Reactions: Like 3 | Winner 2


----------



## Richio (23/11/17)



Reactions: Like 3 | Winner 5


----------



## Richio (23/11/17)

OP Updated, Full flavour listing will be available later today.

Reactions: Like 4


----------



## Eclipzct (23/11/17)

Holy!! I'm waking up early tomorrow! ️


Sent from my iPhone using Tapatalk

Reactions: Like 1


----------



## kabir499 (23/11/17)

Richio said:


>


Just a question, per variant...
Does it mean 2 of each Flavour.
So two of the same only per customer?

TIA

Sent from my SM-A520F using Tapatalk

Reactions: Like 1


----------



## Hallucinated_ (23/11/17)

kabir499 said:


> Just a question, per variant...
> Does it mean 2 of each Flavour.
> So two of the same only per customer?
> 
> ...


See page one, q&a have been posted there.

Reactions: Like 2


----------



## kabir499 (23/11/17)

Hallucinated_ said:


> See page one, q&a have been posted there.


Ahh I see! Thanks mate!

Sent from my SM-A520F using Tapatalk

Reactions: Like 1


----------



## Richio (23/11/17)

kabir499 said:


> Just a question, per variant...
> Does it mean 2 of each Flavour.
> So two of the same only per customer?
> 
> ...



Hi @kabir499 

Just to make sure everyone is on the same page. It's 2 per customer per flavour.

Reactions: Like 2


----------



## kabir499 (23/11/17)

Richio said:


> Hi @kabir499
> 
> Just to make sure everyone is on the same page. It's 2 per customer per flavour.


Dankie!

Sent from my SM-A520F using Tapatalk

Reactions: Like 1


----------



## Eclipzct (23/11/17)

Richio said:


> OP Updated, Full flavour listing will be available later today.

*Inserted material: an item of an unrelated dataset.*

Issue #1128, opened 2022-12-14
Ability to have exclusions and globs and multiple flavors on a component definition


Racer159:
### Is your feature request related to a problem? Please describe.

Looking forward to it! TX.️


Sent from my iPhone using Tapatalk

Reactions: Like 1


----------



## vicTor (23/11/17)

hi, to be sure, just R5 for 1 litre of VG ???

Reactions: Like 1


----------



## Richio (23/11/17)

Hi @vicTor 

That is correct

Reactions: Like 3 | Winner 3


----------



## vicTor (23/11/17)

Richio said:


> Hi @vicTor
> 
> That is correct



very good !

Reactions: Like 2 | Winner 1


----------



## Richio (23/11/17)

*- Click Here for the list of Flavours on Promotion -*​

Reactions: Like 1 | Winner 3


----------



## TheV (23/11/17)

Richio said:


> *- Click Here for the list of Flavours on Promotion -*​


Oh my word ... my credit card already hates you @Richio 


Tomorrow is going to be EPIC!!!

Reactions: Agree 1 | Funny 1


----------



## Shatter (23/11/17)

Now to hope that my pay gets in before 7:00PM

Reactions: Like 1


----------



## Gonzilla (24/11/17)

Morning gents, got my list ready but not seeing the 10% discount on the non-special flavors. Does it reflect on checkout or should I wait before finalizing order?

Reactions: Like 1


----------



## Richio (24/11/17)

Morning @Gonzilla 

System was abit back logged but all is well now and it should reflect

Reactions: Like 1


----------



## Gonzilla (24/11/17)

Richio said:


> Morning @Gonzilla
> 
> System was abit back logged but all is well now and it should reflect



Yeah all showing on refresh, thanks again!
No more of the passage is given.